Searching is a process of finding a sequence of steps needed to solve any problem. The prior difference between informed and uninformed search is that the informed search provides the guidance on where and how to find the solution. Conversely, the uninformed search gives no additional information about the problem except its specification.
However, between both informed and uninformed search techniques, the informed search is more efficient and cost-effective.
Content: Informed Search Vs Uninformed Search
|Basis for comparison||Informed Search||Uninformed Search|
|Basic ||Uses knowledge to find the steps to the solution.||No use of knowledge|
|Efficiency||Highly efficient as consumes less time and cost.||Efficiency is mediatory|
|Performance||Finds solution more quickly||Speed is slower than informed search|
|Algorithms||Depth-first search, breadth-first search and lowest cost first search||Heuristic depth first and breadth-first search, and A* search|
Definition of Informed search
The informed search technique utilizes the problem specific knowledge in order to give a clue to the solution of the problem. This type of search strategy actually prevents the algorithms from stumbling about the goal and the direction to the solution. Informed search can be advantageous in terms of the cost where the optimality is achieved at lower search costs.

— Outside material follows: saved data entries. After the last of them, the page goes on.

PR #223, opened 2015-10-07
feat(activation): remove support for string affirmations from activation

bryanrsmith:
BREAKING CHANGE: Activation code returning string values to abort
activation will need to perform their own comparison and return a
boolean


EisenbergEffect:
Probably a good idea..and probably nobody was using this. Please feel free to merge and move ahead.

To search an optimal path cost in a graph by implementing informed search strategy the most promising nodes n are inserted to the heuristic function h(n). Then the function returns a non-negative real number which is an approximate path cost calculated from node n to the target node.

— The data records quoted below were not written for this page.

PR #235, opened 2015-10-28
Improve handling of unknown route configs

bryanrsmith:


src/router.js
```diff
@@ -286,28 +285,17 @@ export class Router {
...
   handleUnknownRoutes(config?: string|Function|RouteConfig): void {
-    let callback = instruction => new Promise((resolve, reject) => {
-      function done(inst) {
-        inst = inst || instruction;
-        inst.config.route = inst.params.path;
-        resolve(inst);
-      }
-
-      if (!config) {
-        instruction.config.moduleId = instruction.fragment;
```
bryanrsmith: This behavior seems highly specialized, and likely to cause very confusing problems if null or undefined are accidentally passed. It's trivial for an application to implement if desired, so I think it's better not to include it by default.

EisenbergEffect:
I agree with you. I like it. Please go ahead and merge @bryanrsmith

StrahilKazlachev:
@bryanrsmith Can you give some details what properties the returned `RouteConfig` can have? Setting the `route` property causes `ERROR [app-router] Error: Invalid Route Config: You must specify a route pattern`. I was trying to make the router populate the `params` property of the `NavigationInstruction`, to make it look like the one of a registered route.

bryanrsmith:
@StrahilKazlachev You will need to set a moduleId or redirect. For unknown routes like this, the `route` property will always be set to the incoming path, and there's currently no API for parsing it and providing params. That's probably something we should add, though. I'll open a new issue for that.

StrahilKazlachev:
Ok, so what are the relevant properties then? So far I've used `moduleId` and `title` and it worked as expected. You said that `redirect` is also possible to set. `nav`, `href`, `name` are probably irrelevant in this scenario. What about `navigationStrategy` and `viewPorts`? Also should `handleUnknownRoutes` return `RouteConfig`, since it's only mandatory property is `route`, or some new type(just a thought)?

Here the most important part of the informed technique is the heuristic function which facilitates in imparting the additional knowledge of the problem to the algorithm. As a result, it helps in finding the way to the goal through the various neighbouring nodes. There are various algorithms based on the informed search such as heuristic depth-first search, heuristic breadth-first search, A*search, etcetera. Let’s now understand heuristic depth-first search.

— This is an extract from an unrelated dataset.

PR #530, opened 2017-10-04
test(router): fix promise catch logging

gheoan:


EisenbergEffect:
@martingust This looks like fixes to tests. Can you do a review?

Heuristic Depth First Search
Similar to depth-first search method given below heuristic depth first search chooses a path but traverse all paths from the selected path prior to choosing another path. However, it chooses the best path locally. In cases where the smallest heuristic value is the priority for the frontier, then it is known as best first search.
Another informed search algorithm is A* search which merges the concept of lowest cost first and best first searches. This method considers both path cost and heuristic information in the process of searching and selecting the path to be expanded. An estimated total path cost used for each path residing on the frontier from the start to the target node. Therefore it uses two functions at the same time – cost (p) is the cost of the discovered path and h (p) is the estimated value of the path cost from the starting node to the goal node.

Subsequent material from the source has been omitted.